Minister R. Lochhead:

“World demand for seafood is continuing to rise and that offer a fantastic opportunity for Scotland as a major European producing nation. We are very lucky to have a large number of innovating companies who are very much exports-orientated. And given my desire for us to add value to every fish landed in Scotland, I want to support the premiumisation of Scottish seafood to tap into those opportunities. Therefore it is very encouraging that in the latest round of fisheries grants – which amounts to £2.6 million – there are many processing companies as well as many fishing vessels wanting to adapt, innovate and expand into the future. So that’s clearly a vote of confidence in the future of the seafood sector in Scotland.”

[Re. £438,007 funding to supply a personal flotation device to every fisherman in Scotland]

“Clearly safety at sea is something we treat very seriously and too many fishermen in the past have paid the ultimate price for putting fish on our table. Therefore I’m very encouraged that the fishing organizations have come forward with this proposal for every fisherman in Scotland to have a personal floatation device, and that is a very good use of public money to support that safety-at-sea initiative, and that’s part of the professionalization of the industry in Scotland.”

2)   Commenting on the Mackerel Dispute: what is the solution to end this 4-year deadlock?

“Because the mackerel stock is of enormous value to so many different countries and with it being an international stock, it’s very important that we have a international management framework in place, otherwise the stock will not be here in a few years time – potentially – and that would be an economic and social disaster for many fishing communities relying upon it. And of course it is a health food which it would be irresponsible to jeopardize.

“So for both conservation and economic reasons, we really have to get back into place an international agreement. If every country took the view that we’ll fish that stock as much as possible when it’s in its own waters, then clearly that’s a recipe for disaster and will spell the end of a very important successful stock. That’s why it’s really important we do everything we can to persuade Iceland and the Faeroese Islands to come back to the negotiating table.

“There was after all a management regime in place for a decade which has let the stock get healthy in the first place, and that should be remembered.

“If all countries’ response is moving forward, we can have a healthy stock for decades to come. But if countries walk away from international agreements, or refuse to participate and set their own unilateral quotas, then we’re all losers. […] I hope Iceland the Faroese will both recognize the need to come back to the negotiating table and do just that: negotiate..


“After fifteen rounds of negotiations, we’re clearly at a stalemate, a complete deadlock… I have suggested that perhaps we should have a look at having an international mediator, have someone come-in from the outside, get some fresh impetus in the negotiations. If we want to persuade these countries to come back to the negotiating table, perhaps the table should look a bit different… and that’s why I think that perhaps there should be an international mediator. If anyone else has any better idea, I’m all open to hear them.

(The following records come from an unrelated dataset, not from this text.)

PR #106, opened 2026-01-23
Make gates dimension-independent

### LINKED ISSUE #56: Restructure Gate class to be dimensions independent

ricott1:
## 📝 Description
Closes https://github.com/QuAOS-Lab/SympleQ/issues/56

- [x] The code passes CI.


src/sympleq/core/circuits/circuits.py
```diff
@@ -1,156 +1,232 @@
...
                 groups[val].append(i)
             return list(groups.values())
+
+        dimensions = np.asarray(dimensions, dtype=int)
         index_sets = index_lists(dimensions)  # list of lists of indexes for each dimension
-        n_dims = len(index_sets)  # number of different dimensions
+        n_dims = len(index_sets)
+
+        single_qudit_gates = [GATES.H, GATES.S]
+        two_qudit_gates = [GATES.SUM, GATES.SWAP]
```
ldellant: Perhaps have these in the input of the function, such that one can choose the generators of the circuits?

(very low priority, for keeping things simple we can keep it this way... Perhaps even remove the SWAP...)

src/sympleq/core/circuits/circuits.py
```diff
@@ -1,156 +1,232 @@
...
-        for i in range(len(self.gates)):
-            if self.gates[i] != other.gates[i]:
+        if len(self._gates) != len(other._gates):
+            return False
+        for i in range(len(self._gates)):
+            if self._gates[i] is not other._gates[i]:  # Compare by identity for singletons
+                return False
+            if self._qudits[i] != other._qudits[i]:
                 return False
         return True
```
ldellant, line 380: This one I would change a bit, to make it more "powerful". Currently, it is comparing gate-by-gate, but two circuits could yield the same unitary while being different. 

What I would do:
1) check they are both circuits and that dimensions are the same (as you already do)
2) For each circuit, create the corresponding single multi-qudit gate that has the same effect of the circuit
3) compare these two with each other. Their tableaus and phase vectors must be equal for the equality to hold. 

This can be a future PR as well, as of now __eq__ works of course :)

ldellant: composite_gate is the function for this :)

src/sympleq/core/circuits/circuits.py
```diff
@@ -182,99 +258,123 @@ def act_iter(self, pauli: PauliString) -> Generator[PauliString, None, None]:
...
-    def unitary(self):
-        known_unitaries = (H, S, CX, SWAP, CNOT, PauliGate)
-        if not np.all([isinstance(gate, known_unitaries) for gate in self.gates]):
-            print([(gate.name, isinstance(gate, known_unitaries)) for gate in self.gates])
-            raise NotImplementedError("Unitary not implemented for all gates in the circuit.")
+    def full_symplectic(self) -> np.ndarray:
+        """Returns the full symplectic matrix of the composite gate."""
+        return self.composite_gate().symplectic
+
+    def unitary(self) -> sp.csr_matrix:
```
ldellant, line 530: For consistency, should we call to_hilbert ?

src/sympleq/core/circuits/circuits.py
```diff
@@ -182,99 +258,123 @@ def act_iter(self, pauli: PauliString) -> Generator[PauliString, None, None]:
...
+                if not np.all(gate_dims == gate_dims[0]):
+                    raise ValueError(
+                        f"Gate {gate.name} acts on qudits with different dimensions {gate_dims}. "
+                        "Multi-qudit gates require equal dimensions."
+                    )
+                d = int(gate_dims[0])
 
-        return m
+            # Get the gate's local unitary
+            U_local = gate.unitary(d)
```
ldellant: Does this work only with certain gates within the circuit? I think @c-nation has generalized it...

src/sympleq/core/circuits/gate_decomposition_to_circuit.py
```diff
@@ -1,10 +1,44 @@
...
 from sympleq.core.paulis import PauliString
 from collections import deque
 
+# Convenience aliases for singleton gates
+H = GATES.H
+H_inv = GATES.H_inv
+S = GATES.S
+S_inv = GATES.S_inv
+SUM = GATES.SUM
+SWAP = GATES.SWAP
```
ldellant: no inverse?

src/sympleq/core/circuits/gate_decomposition_to_circuit.py
```diff
@@ -1,10 +1,44 @@
...
+
+
+def full_gate_symplectic(gate: Gate, qudits: tuple[int, ...] | int, n_qudits: int, p: int) -> np.ndarray:
```
ldellant: why specify "full"?

src/sympleq/core/circuits/gate_decomposition_to_circuit.py
```diff
@@ -129,34 +170,43 @@ def apply_left_once(F_mat: np.ndarray, g: Gate | tuple[str, int]) -> np.ndarray:
...
-                        C_pre.add_gate(op)
+                        gate, qudits = op
+                        assert isinstance(gate, Gate)
+                        C_pre.add_gate(gate, *qudits)
                 return C_pre
 
             seen.add(key)
             queue.append((F_new, new_ops))
 
     raise RuntimeError("Unable to make A invertible within the depth limit.")
```
ldellant, line 145: We should know what is the depth required?

ldellant: To be honest I am failing a bit seeing what is the exact purpose of this function, so my comment may be stupid...

src/sympleq/core/circuits/gate_decomposition_to_circuit.py
```diff
@@ -624,7 +679,7 @@ def pauli_correction_gate(F: np.ndarray,
         return PauliGate(pauli)
 
 
-def gate_to_circuit(big_gate: "Gate") -> "Circuit":
+def gate_to_circuit(big_gate: "Gate", dimensions: list[int] | np.ndarray) -> "Circuit":
```
ldellant, line 635: It seems like this can be used (if not already used) to get the unitary matrix (see my previous comment in function `unitary` or arbitrary circuits... If not already working :)

src/sympleq/core/circuits/gates.py
```diff
@@ -1,415 +1,622 @@
...
+        dimensional_factor = pauli.lcm // relevant_lcm
         acquired_phases = (linear_terms + quadratic_terms) * dimensional_factor
 
         new_phases = (pauli.phases + acquired_phases) % (2 * pauli.lcm)
 
         return pauli.__class__(tableau=new_tableau, dimensions=pauli.dimensions,
                                weights=pauli.weights, phases=new_phases)
 
-    def copy(self) -> 'Gate':
+    def unitary(self, dimension: int) -> sp.csr_matrix:
```
ldellant: rename to to_hilbert for consistency?

src/sympleq/core/circuits/gates.py
```diff
@@ -1,415 +1,622 @@
...
+        np.ndarray
+            The d^n x d^n unitary matrix, where n is the number of qudits the gate acts on.
         """
-        return Gate(self.name, self.qudit_indices.copy(), self.symplectic.copy(), self.dimensions,
-                    self.phase_vector.copy())
+        # Default implementation for generic gates - subclasses should override
+        raise NotImplementedError(
+            f"unitary() not implemented for {self.__class__.__name__}. "
+            "Override in subclass or use a specific gate class."
+        )
```
ldellant, line 245: Ok, it seemed that with the previous gate decomposition function, this should be "easy". To my knowledge, @c-nation has already done it :)

src/sympleq/core/circuits/gates.py
```diff
@@ -1,415 +1,622 @@
...
+        symplectic = symplectic_random_transvection(n_qudits, dimension, num_transvections)
+        # For random gates, we use zero phase vector (phases depend on specific gate sequence)
+        phase_vector = np.zeros(2 * n_qudits, dtype=int)
 
+        return _GenericGate("random", symplectic, phase_vector)
 
-def _scalar_dim(dim):
-    return int(np.asarray(dim).reshape(-1)[0])
+    @classmethod
+    def solve_from_target(cls, input_tableau: np.ndarray, target_tableau: np.ndarray) -> "Gate":
```
ldellant: Generic comment. I think that building sympleQ around this function is going to make sympleQ quite unique. 

In general, let us aim at making this function very efficient and build other functionalities on this one. E.g., all algorithms that require Cliffords to do "something" may use this one.

src/sympleq/core/circuits/gates.py
```diff
@@ -1,415 +1,622 @@
...
+class _GenericGate(Gate):
+    """
+    A generic gate for computed gates (e.g., from transvection, composite gates).
+    These are not singletons and don't have pre-computed inverses.
+    Uses parent's inverse() which computes the inverse dynamically.
+    """
+    pass
+
+
+class _Hadamard(Gate):
```
ldellant: Maybe capitalized, HADAMARD?

src/sympleq/core/circuits/gates.py
```diff
@@ -1,415 +1,622 @@
...
+        else:
+            symplectic = np.array([
+                [0, -1],   # image of X:  X -> -Z
+                [1, 0]     # image of Z:  Z -> X
+            ], dtype=int)
+            name = "H"
+
+        super().__init__(name, symplectic)
+
+    def unitary(self, dimension: int) -> sp.csr_matrix:
```
ldellant: perhaps here and everywhere to_hilbert?

src/sympleq/core/circuits/gates.py
```diff
@@ -1,415 +1,622 @@
...
+        for j in range(d):
+            for k in range(d):
+                in_idx = j * d + k  # |j,k⟩
+                if self._is_inverse:
+                    out_k = (k - j) % d
+                else:
+                    out_k = (j + k) % d
+                out_idx = j * d + out_k  # |j, out_k⟩
+                U[out_idx, in_idx] = 1.0
+        return sp.csr_matrix(U)
```
ldellant: Low priority: 

maybe define the SUM gate as a composition of CZ and Hadamard (this works for qudits as well I think?)...

This would make the code a bit more compact

src/sympleq/core/circuits/gates.py
```diff
@@ -1,415 +1,622 @@
...
-            dims = self.dimensions
+    @property
+    def CNOT(self) -> _SUM:
+        return self._SUM
 
-        unitary = tensor([S_mat(dims[i]) if i in self.qudit_indices else I_mat(dims[i]) for i in range(len(dims))])
-        return unitary
+    @property
+    def CX(self) -> _SUM:
+        return self._SUM
```
ldellant: Do we need both CNOT and CX and SUM? 

I would remove CNOT, and keep CX and CZ

tests/core_tests/circuits_tests/circuits_test.py
```diff
@@ -84,29 +83,30 @@ def random_pauli_string(self, dim, n_qudits):
     def make_random_circuit(self, n_gates, n_qudits, dimension) -> Circuit:
```
ldellant: don't we have already a function that creates random circuits? Do we have to define one here as well?

tests/core_tests/circuits_tests/gates_test.py
```diff
@@ -22,10 +21,8 @@ def states(dim):
         return ps1, ps2, ps3, ps4, ps5, p_sum
 
     def random_pauli_sum(self, dim, n_paulis=10):
```
ldellant, line 25: don't we have a function that does this already?

ldellant (commented):
There is a lot here, and probably we can improve the code a bit in the future. But for the time being, excellent work everyone, it is a lot here and this is the basis of sympleQ :)

src/sympleq/core/circuits/gates.py
ricott1: I kept them as in the original, but I agree we should simplify

src/sympleq/core/circuits/circuits.py
ricott1: @c-nation @RickSimon79221 opinions?

src/sympleq/core/circuits/gates.py
ricott1: ja, fine for me, here I was keeping the same notation as before

tests/core_tests/circuits_tests/circuits_test.py
ricott1: good point, removed

tests/core_tests/circuits_tests/gates_test.py
ricott1: good point, removed

src/sympleq/core/circuits/circuits.py
ricott1: Maybe we could have a different constructor for that? like `from_gates` or something

src/sympleq/core/circuits/circuits.py
ricott1: but that would be more `__eq__` on the unitary, as you say. I would find it a bit confusing if == returns true for different circuits, even if equivalent as unitaries. Maybe we should have a different function `is_equivalent`?

src/sympleq/core/circuits/gate_decomposition_to_circuit.py
ricott1: for the inverse the idea is that you would call SWAP.inverse()

src/sympleq/core/circuits/circuits.py
ricott1: IF that is fine for you, I would resolve this and include the new constructor only when needed (in a separate PR), since this is already quite big

src/sympleq/applications/measurement/allocation.py
```diff
@@ -517,13 +517,13 @@ def construct_diagnostic_circuits(circuit_list: list[Circuit]) -> list[Circuit]:
...
-        for g in circ.gates:
-            C_diag.add_gate(g.copy())
-            if g.name == 'H':
-                C_diag.add_gate(g.copy())
-                C_diag.add_gate(g.copy())
-                C_diag.add_gate(g.copy())
+        C_diag = Circuit.empty(dimensions=circ.dimensions)
+        for gate, qudits in zip(circ.gates, circ.qudit_indices):
+            C_diag.add_gate(gate, *qudits)
+            if gate.name == 'H':
```
ricott1, line 523: here probably we should use `isinstance`, but im not sure about what we are trying to achieve here (if we don't want inverses, for isntance)

tests/core_tests/circuits_tests/decomposition_test.py
```diff
@@ -169,12 +177,14 @@ def M_block_only(self, n, p, rng=np.random.default_rng(42)):
     def local_Du_synthesis(self, p):
         for u in range(1, p):
             ops = _emit_local_ops_for_D(0, u, p)
-            F = Circuit([p], ops).composite_gate().symplectic % p
+            gates = [op[0] for op in ops]
+            qudits = [op[1] for op in ops]
+            F = Circuit([p], gates, qudits).composite_gate().symplectic % p
```
ricott1: Here and below, we should use Circuit constructors

src/sympleq/core/circuits/known_circuits.py
```diff
@@ -35,48 +40,28 @@ def add_phase(xz_pauli_sum: PauliSum, qudit_index: int, qudit_index_2: int, phas
     if xz_pauli_sum.dimensions[qudit_index] != 2 or xz_pauli_sum.dimensions[qudit_index] != 2:
         raise ValueError("Pauli dimensions must be equal to 2")
 
+    dims = [2 for i in range(xz_pauli_sum.n_qudits())]
+    q1, q2 = qudit_index, qudit_index_2
+
     if phase_key == 'SSSS':
-        C = Circuit(dimensions=[2 for i in range(xz_pauli_sum.n_qudits())])
-        return C
+        return Circuit(dimensions=dims)
```
ricott1: here and below, use constructors

src/sympleq/core/circuits/gate_decomposition_to_circuit.py
ricott1: it was called full_symplectc before as well. I think it refers to the fact that it is relative to the full space (considers all dimensions as a whole rather than being local)

src/sympleq/core/circuits/gate_decomposition_to_circuit.py
ricott1: This function I'm leaving as it is but it should be cleaned up

src/sympleq/applications/measurement/allocation.py
ldellant, line 232: please add 
#TODO: rewrite `diagonalize` using sympleQ core functions, e.g., `decompose_symplectic_to_circuit`

ldellant: see issue #117

src/sympleq/applications/measurement/allocation.py
ldellant: This has to do with ensuring the output is a computational state when employing qudits. Practically, whenever there is a Hadamard, we are copying it to ensure that the output remains a computational state. The idea is that single qudit gates are much more stable than multi-qudit gates...

@RickSimon79221 I see here that we are copying Hadamard three times... This works well even for ququints qusept etc. correct? I think we already discussed about this :P

src/sympleq/applications/measurement/allocation.py
ldellant, line 563: This is one of the functions that could be generalized with the noise model that @ricott1 is currently developing :)

src/sympleq/core/circuits/circuits.py
ldellant: Agree... For (e.g.) noise, it would make a difference...

src/sympleq/models/symmetric_hamiltonian.py
ldellant, line 15: `int_to_bases` should be defined already into core... We should only have one in sympleQ to avoid modifying one and not the other...

ldellant: there is one into `utils.py`, that should either be eliminated or imported here...

tests/core_tests/circuits_tests/circuits_test.py
```diff
@@ -376,31 +320,131 @@ def test_circuit_unitary(self):
...
-                    g = gate(PauliString.from_random(dimensions))
-                    c = Circuit(dimensions, [g])
-                else:
-                    c = Circuit(dimensions, [gate(indices[0], dim)])
-                    g = gate(indices[0], dim)
-
-                U_c = c.unitary().toarray()
-                U_g = g.unitary(dims=dimensions).toarray()
-                assert np.allclose(U_c, U_g)
+        pass
```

I’ve not heard of any alternative ideas coming forward.

“We have to be responsible as the EU, and all countries which are part of the EU are part of this framework also.”

[When SeafoodIntelligence put it to the Minister that when speaking to the Faroese official/Head of Negotiating team, the Faroese Government in February said it had not been formally made aware of Mr Lochhead’s proposal to bring-in an international mediatorDid that mean that the EU/EC had not put such offer forward to Iceland and the Faroese? Is such proposal now in the pipeline?]

“Well, many countries are very sensitive of not giving any advantage to any other countries at the moment. And of course we’re awaiting the science this year from the tri-annual survey of [mackerel] eggs to understand the state of the stocks.

“But there are discussions going on within Europe over the potential of bringing an international mediator. Likewise we’ve been promised sanctions time and time again by the European Union. We have to show our own fishermen that we are able to protect their interests when they have been responsible, and of course not rewarding irresponsible behaviour is a key principle in this debate.

“But let me be clear: my complete preference is for the countries to come back to the negotiating table and amicably reach an agreement that we can all sign-up to, so that we don’t have to go down the road of sanctions or whatever.

“However, we do have to find ways to persuade these countries to come back to the negotiating table in the first place – if sanctions have a role to play in that then they should come into play as soon as possible – and if a mediator could help with those negotiations once we are back at the negotiating table, if we have then a better chance of succeeding – then I think that’s a good thing to do as well.”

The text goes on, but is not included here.